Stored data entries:
Start of Block

PR #698, opened 2023-08-07
Backup privilege statements as separate entries

InnerLife0:
Before patch, all privilege statements placed in metadata file as one pre-data
section entry. `editStatementsRedirectSchema()`, used by schema redirection,
[replace](https://github.com/greenplum-db/gpbackup/blob/7d11d77a4e956069188340d8c5401dbfa9ec1cc9/restore/restore.go#L354) only first schema name occurrence in entry. This caused a bug - only
first privilege statement was modifed. This, in turn, caused vaious errors.
`gprestore`, used on same database, applied most of privilege statements to
original schema. Or, when used on different database, caused `schema does not
exist` error.

From now, `GetPrivilegesStatements()` returns a set of separate statements,
which later used as separate entries. `strings.TrimSpace()` was removed as all
statements are already trimmed.

Existed tests were modified as separate entries have different format. New test
shows correct privilege applying.
______
This is an example of how privilege entry looked after `editStatementsRedirectSchema()` applying.
```
REVOKE ALL ON TABLE schema_to.test_table FROM PUBLIC;
REVOKE ALL ON TABLE schema_from.test_table FROM innerlife;
GRANT ALL ON TABLE schema_from.test_table TO innerlife;
GRANT SELECT ON TABLE schema_from.test_table TO test_user;
```
Only first statement has correct schema name (`schema_to`)
After patch, all statements placed inside each own entries, so `editStatementsRedirectSchema()` modification applied to each entry separately.
```
REVOKE ALL ON TABLE schema_to.test_table FROM PUBLIC;


REVOKE ALL ON TABLE schema_to.test_table FROM innerlife;


GRANT ALL ON TABLE schema_to.test_table TO innerlife;


GRANT SELECT ON TABLE schema_to.test_table TO test_user;
```

### DIFF
--- a/backup/metadata_globals_test.go
+++ b/backup/metadata_globals_test.go
@@ -50,9 +50,9 @@ var _ = Describe("backup/metadata_globals tests", func() {
 				`CREATE DATABASE testdb TEMPLATE template0;`,
 				`COMMENT ON DATABASE testdb IS 'This is a database comment.';`,
 				`ALTER DATABASE testdb OWNER TO testrole;`,
-				`REVOKE ALL ON DATABASE testdb FROM PUBLIC;
-REVOKE ALL ON DATABASE testdb FROM testrole;
-GRANT TEMPORARY,CONNECT ON DATABASE testdb TO testrole;`,
+				`REVOKE ALL ON DATABASE testdb FROM PUBLIC;`,
+				`REVOKE ALL ON DATABASE testdb FROM testrole;`,
+				`GRANT TEMPORARY,CONNECT ON DATABASE testdb TO testrole;`,
 				`SECURITY LABEL FOR dummy ON DATABASE testdb IS 'unclassified';`}
 			testutils.AssertBufferContents(tocfile.GlobalEntries, buffer, expectedStatements...)
 		})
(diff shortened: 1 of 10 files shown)


jmcatamney:
Thanks for identifying this issue!  We're not sure whether splitting up the privileges block into separate entries is the best fix for this, as we've seen that increasing the number of statements gprestore has to execute during the restore can impact restore performance; I'm going to play around with this change at scale to see if we want to go with this PR or whether we want to instead modify the replacement logic in `editStatementsRedirectSchema` to work with the existing structure.

InnerLife0:
> Thanks for identifying this issue! We're not sure whether splitting up the privileges block into separate entries is the best fix for this, as we've seen that increasing the number of statements gprestore has to execute during the restore can impact restore performance; I'm going to play around with this change at scale to see if we want to go with this PR or whether we want to instead modify the replacement logic in `editStatementsRedirectSchema` to work with the existing structure.

Our [second](https://github.com/arenadata/gpbackup/pull/32/files) approach was to modify `editStatementsRedirectSchema`, but fixing the root cause of the problem was an unanimous decision.

I can't say much about overall performance, but our test toc file (2,6M) from a real backup became bigger by 34%, and metadata file (326M) became bigger by 0,004%.

AJR-VMware:
Due to the overhead of additional statements (especially with GPDB7 partitioning being so verbose and chewing up such overhead already) we decided to go a different route for addressing this bug.  

It has been fixed by commit: `7a2ad0ca95d9d72c3714d4bf731f097e38ed5f27`

Thank you very much for bringing this to our attention!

End of Block

◆ YOUR OBJECTIVE ◆
Quote exactly the first line of the entries and every line after it, stopping with the line that contains "used by schema".

◆ SOLUTION BELOW ◆
PR #698, opened 2023-08-07
Backup privilege statements as separate entries

InnerLife0:
Before patch, all privilege statements placed in metadata file as one pre-data
section entry. `editStatementsRedirectSchema()`, used by schema redirection,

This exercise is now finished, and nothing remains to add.